Work task:
For the entries that follow, give the number of lines holding the string "themes" and nothing more.

Given data:

PR #16088, opened 2019-10-23
Disable Customer group selection checkbox when single customer is set…

### LINKED ISSUE #15938: Badly configured vouchers can result in them being displayed by customer although they should not
**Describe the bug**
In the Back-Office, when a cart rule is created, and has **both** a customer condition (= should be available only for customer A) AND a customer group condition (= shoulb be available only for customer group B) then this voucher visibility will be wrongly computed and will be displayed to customer.

**To Reproduce**
1. Create a new customer group GA
2. Create a new customer C1 with Group access only GA
3. Create a new customer C2 with Group access only Customer & visitor & Guest
4. Create a cart rule CR1
4.1 this cart rule is only limited to a single customer ( pub@prestashop.com)
4.2 this cart rule have a restriction: customer group selection
4.3 unselected groups: GA
4.4 selected groups : Customer / visitor / Guest
5. Create another cart rule CR2 a restriction: customer group selection (selected groups : Customer / visitor / Guest)

In FO if we are signed with the customer C2 the cart rule CR1 is displayed but not applied ( In fact it should not be displayed because it is just limited to pub@prestashop.com)

PS: In the list voucher in FO, if we are signed with the customer C2 the cart rule is displayed =>, In fact, it should not be displayed because it is just limited to pub@prestashop.com)

**Screenshots**
Video record
https://drive.google.com/file/d/1lUySJIMwDVZJ_UxFsL548g8ZHP-cw8gL/view

**Additional information**
PrestaShop version: develop

atomiix:
| Questions     | Answers
| Branch?       | develop
| Description?  | Disable Customer group selection checkbox when single customer is set and disable single customer field when Customer group selection is checked
| Type?         | improvement
| Category?     | BO
| BC breaks?    | no
| Deprecations? | no
| Fixed ticket? | Fixes #15938
| How to test?  | In Sell > Catalog > Discounts, add a new Cart Rule, in conditions, set a single customer: Customer group selection checkbox should be disabled. Remove single customer, check Customer group selection: single customer field should be disabled

---
This change is [Reviewable](https://reviewable.io/reviews/prestashop/prestashop/16088)

### DIFF
--- a/admin-dev/themes/default/template/controllers/cart_rules/form.js
+++ b/admin-dev/themes/default/template/controllers/cart_rules/form.js
@@ -105,14 +105,22 @@ var restrictions = new Array('country', 'carrier', 'group', 'cart_rule', 'shop')
 for (i in restrictions)
 {
 	toggleCartRuleFilter($('#' + restrictions[i] + '_restriction'));
-	$('#' + restrictions[i] + '_restriction').click(function() {toggleCartRuleFilter(this);});
+	$('#' + restrictions[i] + '_restriction').change(function() {toggleCartRuleFilter(this);});
 	$('#' + restrictions[i] + '_select_remove').click(function() {removeCartRuleOption(this);});
 	$('#' + restrictions[i] + '_select_add').click(function() {addCartRuleOption(this);});
 }
 
 toggleCartRuleFilter($('#product_restriction'));
 
-$('#product_restriction').click(function() {
+$('#group_restriction').change(function() {
+  $('#customerFilter').prop('disabled', $(this).prop('checked'));
+}).change();
+
+$('#customerFilter').on('change keyup', function() {
+    $('#group_restriction').prop('disabled', $(this).val() !== '');
+}).change();
+
+$('#product_restriction').change(function() {
 	toggleCartRuleFilter(this);
 
 	if ($(this).prop('checked'))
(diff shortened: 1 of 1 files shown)


PierreRambaud (dismissed):

Robin-Fischer-PS:
Hi @atomiix ,

I've detected a defect on your fix : 
When editing a cart rule (which was previously set to single customer or to customer group), the other choice (customer group or single customer) is no longer disabled.
So it's still possible to select both single customer and customer group when editing.

Here you can find a screen record of the workflow : 
https://drive.google.com/file/d/1t0fhSfpkX2rBlrFmh8ZdTB4TNu_YZNWb/view?usp=sharing

Thanks :)

matks (dismissed):

admin-dev/themes/default/template/controllers/cart_rules/form.js
```diff
@@ -105,14 +105,22 @@ var restrictions = new Array('country', 'carrier', 'group', 'cart_rule', 'shop')
...
 
 toggleCartRuleFilter($('#product_restriction'));
 
-$('#product_restriction').click(function() {
+$('#group_restriction').change(function() {
+  $('#customerFilter').prop('disabled', $(this).prop('checked'));
+}).change();
+
+$('#customerFilter').on('change keyup', function() {
+    $('#group_restriction').prop('disabled', $(this).val() !== "");
```
PierreRambaud:
```suggestion
    $('#group_restriction').prop('disabled', $(this).val() !== '');
```

matks (dismissed):

matks (approved):

matks:
Thank you @atomiix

Reply:
3